Traceback (most recent call last):
  File "benchmark.py", line 35, in <module>
    duration = run_batch_update(batch_date, args)
  File "<<BASE_PATH>>/ldbc_snb_bi-main/tigergraph/batches.py", line 95, in run_batch_update
    result, duration = run_query(f'del_{vertex}', {'file':str(docker_path/fp.name), 'header':args.header}, args.endpoint)
  File "<<BASE_PATH>>/ldbc_snb_bi-main/tigergraph/batches.py", line 35, in run_query
    return response['results'][0]['result'], duration
KeyError: 'results'

After a little investigation:

  1. scripts ignore some variables set in the environment and/or passed to the scripts/benchmark.sh (script vars.sh rewrites them)
  2. python scripts also lose the path while passing to methods
  3. run_query method (batches.py) fails - http://100.67.80.11:9000/query/ldbc_snb/del_Comment request returns {'version': {'edition': 'enterprise', 'api': 'v2', 'schema': 0}, 'error': True, 'message': "Runtime Error: File '/data/deletes/dynamic/Comment/batch_id=2012-11-29/part-00000-763d926e-20e7-4961-b04c-f510e70e9e80.c000.csv' does not exist."} so there's no results key.

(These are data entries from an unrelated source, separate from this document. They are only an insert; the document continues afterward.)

PR #2213, opened 2023-11-22
introduce `OptionalPeripherals`

kaspar030:
I needed a way to spread peripheral initialization over multiple `init()` functions.
Passing `&mut Peripherals` around won't work as it's field cannot be moved out.
But `steal()`ing `Peripherals` in multiple places doesn't seem right.

So this PR augments `peripherals_struct!()` to also create a `struct OptionalPeripherals {}` that contains all fields of `Peripherals`, but wrapped in `Option`.

This is quite wasteful (1b per Peripheral, e.g., ~119b on nrf52840). I hope that this will be on stack only, or *edit* we'll optimize this into some kind of bit-field but with a similar interface, or even just compile it out.

*edit* ~~this only exposes `OptionalPeripherals` for nrf52840 now. If I get positive feedback on the idea, I'll add re-exporting for the other crates. Marking as draft for now.~~ now supports nrf, stm32 and rp. We have a similar PR to esp-rs.

### DIFF
--- a/embassy-hal-internal/src/macros.rs
+++ b/embassy-hal-internal/src/macros.rs
@@ -46,6 +46,16 @@ macro_rules! peripherals_struct {
             )*
         }
 
+        /// Struct containing all the peripheral singletons wrapped in `Option`.
+        #[allow(non_snake_case)]
+        pub struct OptionalPeripherals {
+            $(
+                #[doc = concat!(stringify!($name), " peripheral")]
+                $(#[$cfg])?
+                pub $name: Option<peripherals::$name>,
+            )*
+        }
+
         impl Peripherals {
             ///Returns all the peripherals *once*
             #[inline]
@@ -82,6 +92,19 @@ macro_rules! peripherals_struct {
                     $(
                         $(#[$cfg])?
                         $name: peripherals::$name::steal(),
+                    )*
+                }
+            }
+        }
+
+        impl OptionalPeripherals {
+            /// Create an `OptionalPeripherals`, consuming a `Peripherals`
+            #[inline]
+            pub fn from(p: Peripherals) -> Self {
+                Self {
+                    $(
+                        $(#[$cfg])?
+                        $name: Some(p.$name),
                     )*
                 }
             }
--- a/embassy-nrf/src/lib.rs
+++ b/embassy-nrf/src/lib.rs
@@ -172,7 +172,7 @@ macro_rules! bind_interrupts {
 pub use chip::pac;
 #[cfg(not(feature = "unstable-pac"))]
 pub(crate) use chip::pac;
-pub use chip::{peripherals, Peripherals, EASY_DMA_SIZE};
+pub use chip::{peripherals, OptionalPeripherals, Peripherals, EASY_DMA_SIZE};
 pub use embassy_hal_internal::{into_ref, Peripheral, PeripheralRef};
 
 pub use crate::chip::interrupt;
--- a/embassy-stm32/src/lib.rs
+++ b/embassy-stm32/src/lib.rs
@@ -153,7 +153,7 @@ macro_rules! bind_interrupts {
 }
 
 // Reexports
-pub use _generated::{peripherals, Peripherals};
+pub use _generated::{peripherals, OptionalPeripherals, Peripherals};
 pub use embassy_hal_internal::{into_ref, Peripheral, PeripheralRef};
 #[cfg(feature = "unstable-pac")]
 pub use stm32_metapac as pac;


AdinAck:
Could you show an example of why this is useful?

kaspar030:
> Could you show an example of why this is useful?

Sure!

Basically I'm trying to provide high-level features ("net", "usb", "usb_ethernet", ...) that an application can select, together with target board features (e.g., "nrf52840dk", "rpi-pico"), and then minimize code duplication, having shared initialization functions.

```rust
  #[cfg(feature = "nrf52840dk")]                                                                                                                               
  mod nrf52840dk {                                                                                                                                             
      pub type UsbDriver = Driver<'static, peripherals::USBD, HardwareVbusDetect>;                                                                             
      pub fn init_usb(p: Peripherals) -> UsbDriver {                                                                                                           
          use embassy_nrf::peripherals;                                                                                                                        
          use embassy_nrf::usb::{vbus_detect::HardwareVbusDetect, Driver};                                                                                     
          pub fn usb_driver(p: &mut Peripherals) -> UsbDriver {                                                                                                
              let usbd = p.USBD; // cannot move out                                                                                                            
              use super::Irqs;                                                                                                                                 
              Driver::new(usbd, Irqs, HardwareVbusDetect::new(Irqs))                                                                                           
          }                                                                                                                                                    
      }                                                                                                                                                        
  }                                                                                                                                                            
                                                                                                                                                               
  #[cfg(feature = "rpi-pico")]                                                                                                                                 
  pub mod rpi_pico {                                                                                                                                           
      use embassy_rp::peripherals;                                                                                                                             
      use embassy_rp::usb::Driver;                                                                                                                             
      pub type UsbDriver = Driver<'static, peripherals::USB>;                                                                                                  
      pub fn usb_driver(p: &mut Peripherals) -> UsbDriver {                                                                                                    
          let usb = p.USB; // cannot move out                                                                                                                  
          Driver::new(usb, super::Irqs)                                                                                                                        
      }                                                                                                                                                        
  }                                                                                                                                                            
                                                                                                                                                               
  #[cfg(feature = "nrf52840dk")]                                                                                                                               
  use nrf52840dk as board;                                                                                                                                     
                                                                                                                                                               
  #[cfg(feature = "rpi-pico")]                                                                                                                                 
  use rpi_pico as board;                                                                                                                                       
                                                                                                                                                               
  fn init(p: Peripherals) {                                                                                                                                    
      let usb_driver = board::usb_driver(&mut p);                                                                                                              
  }
```

(pseudo code and mostly conceived example)

In this example, I'd like to move the initialization of `usb_driver` out of `init()` into functions (of modules, or elsewhere). With `USBD` (or `USB`) being fields of `Peripheral`, there's no way. If `usb_driver()` takes `&mut Peripheral`, the field cannot move out. If it consumes the peripheral, that cannot be used for any other initialization.

For this example, there's ways to work around this (e.g., by passing `p.USBD` to `board::usb_driver()`), but already there'd be two versions because of different naming of the USB peripheral field.

Down the line there'll be more variants, more peripheral types, more places to pull `init_foo(p: Peripherals)` from, ...

adamgreig:
I recently published [`assign-resources`](https://crates.io/crates/assign-resources) which is another way to solve this problem: you can split `Peripherals` into multiple structs, e.g. you'd have one for `fn usb_driver()`, and you only write the name of the type in one place, so you can very easily `#[cfg]` multiple versions for different boards. In `main()`, you split up peripherals into the smaller structs, and pass each one to the relevant function, which then gets to own its peripherals.

For example:

```rust
#[cfg(feature = "nrf52840dk")]                                                                                                                               
assign_resources! {
    usb_driver: UsbResources {
        usb: USBD,
    }
}

#[cfg(feature = "rpi-pico")]                                                                                                                                 
assign_resources! {
    usb_driver: UsbResources {
        usb: USB,
    }
}

pub fn make_usb_driver(r: UsbResources) -> UsbDriver {
    // it's always called `r.usb` in `UsbResources` and is an owned peripheral, not a reference
    Driver::new(r.usb, Irqs, #[cfg(feature = "nrf52840dk")] HardwareVbusDetect::new(Irqs))
}

fn init(p: Peripherals) {
    let r = split_resources!(p);
    // pass `make_usb_driver()` all the USB related resources (pins, peripherals, DMA channels, etc)
    let usb_driver = make_usb_driver(r.usb_driver);
}
```

kaspar030:
> I recently published [assign-resources](https://crates.io/crates/assign-resources) which is another way to solve this problem: you can split Peripherals into multiple structs

kaspar030:
Just so this doesn't get cleaned: we might still want to use this, and are still searching for alternatives or better justification. :)

kaspar030:
Some update:

[We](https://github.com/future-proof-iot/RIOT-rs)'ve been using `OptionalPeripherals` in our fork of embassy for a while now. We're pairing it with a variant of `assign_resources!()` (we call it [`riot_rs::define_peripherals!()`](https://github.com/future-proof-iot/RIOT-rs/blob/main/src/riot-rs-embassy/src/define_peripherals.rs)).

In combination, it allows writing applications that don't fully control `Peripherals`, which is kinda the thing that RIOT-rs (turning into an opinionated distribution of embassy) adds on top of embassy.

I'm realizing that we don't really have a succinct example showcasing this. Probably our [hid test application](https://github.com/future-proof-iot/RIOT-rs/tree/main/examples/embassy-usb-keyboard) comes closest.

The general idea is that an (application or library) crate can do sth like this:

```Rust

use riot_rs::...;

riot_rs::define_peripherals!(Buttons {
    btn1: P0_11,
    btn2: P0_12,
    btn3: P0_24,
    btn4: P0_25,
});

#[riot_rs::task(autostart, peripherals)]
async fn button_user(buttons: Buttons) {
  // this task now owns the peripherals in `Buttons`
...
}
```

This should look quite familiar to a "regular" embassy application. Here, the riot-rs crates drive MCU setup & startup (controlling `main()` and `Peripherals`), take care (using `OptionalPeripherals`) of extracting `Buttons` in a safe (works or panics) way, and of spawning the task.
Potentially there are other tasks which use other `Peripherals`, started elsewhere in the dependency tree, with ownership tracked at runtime using `OptionalPeripherals`. Like, enabling a feature on the `riot-rs` crate also enables the network stack.

We'd love to upstream this so we might eventually not use a fork of embassy. And we don't see a way to implement this in our code, the `peripherals_struct!()` is just the right place. :smile:

Personally I think the name needs bike shedding. Apart from that, I hope embassy finds this useful enough to merge, or unintrusive enough to merge because we want to use it.

Dirbaio:
I'm sorry, but I don't think this is something we should merge. 

- Solutions like `assign_resources!` already offer ways of splitting initialization between multiple methods, without potential "unwrap of None" panics.
- I'm not a fan of having two ways of doing the same thing, with subtle tradeoffs between them.

so I'm going to close this. Thanks anyway for the PR!

kaspar030:
Hm, this is very unfortunate, we depend on this quit a bit in [Ariel OS](https://github.com/ariel-os/ariel-os), and we'd love to not have to use a fork at some point.

What the runtime tracking allows us to do, and what no other solution that we know of does, is that it solves what we've dubbed the "partial move problem" in code that is independent at the type level.

`assign_resources!()` allows splitting initialization between multiple methods **from one method that knows all the types**, as the compiler can reason about the partial moves. Only that one method can move fields out of `Peripherals`.

`OptionalPeripherals` **allows runtime tracking of the actually moved out peripherals**, which allows us to pass such a struct to arbitrary methods without knowing the exact peripherals those methods would take out.

I think `assign_resources!()` actually solves an orthogonal problem (bundling some Peripherals fields and partially moving them out of `Peripherals`, whereas we need to fully move/take them out, elsewhere).

(In Ariel, we're trying to mitigate the "unwrap of None" panics by having some defined "initialization phase", but we're not too happy about that either. )

We'd love to handle this in our code base, but don't see how. Suggestions welcome. :)

@DirBaio, is this sufficiently different to make you reconsider?

Or, can we maybe ease taking this change in somehow?

Some options I see:

0. rename the struct (we're not happy with it, we're converging to `TrackedPeripherals`)

1. use some macro to create the wrapped struct (I found https://github.com/roignpar/optfield). hide its use (and the necessary reexports) behind a feature.
   This would add the optional dependency, but reduce code impact to a handful of feature-gated lines

3. Find (must exist, else build) a macro that exports the structure of Peripherals (create a macro that creates a macro that creates `Peripherals` which embassy exports, which we can use in our code to wrap it in `optfield`)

As the message points out - there is no such file (probably connected to the pathing issue described above).
szarnyasg commented 2 years ago

Thanks! @yczhang1017 can you please take a look?

yuchenZhangTG commented 2 years ago

@pgrabusz The error suggest the deletes data files do not exist on the server node 100.67.80.11. For cluster mode where TigerGraph is installed outside the docker, you need to add --cluster option for batches.sh and benchmark.sh. This option allows all the nodes to process the batch update files. Please refer to ./k8s/benchmark.sh or ./k8s/batches.sh script to run benchmark on clusters.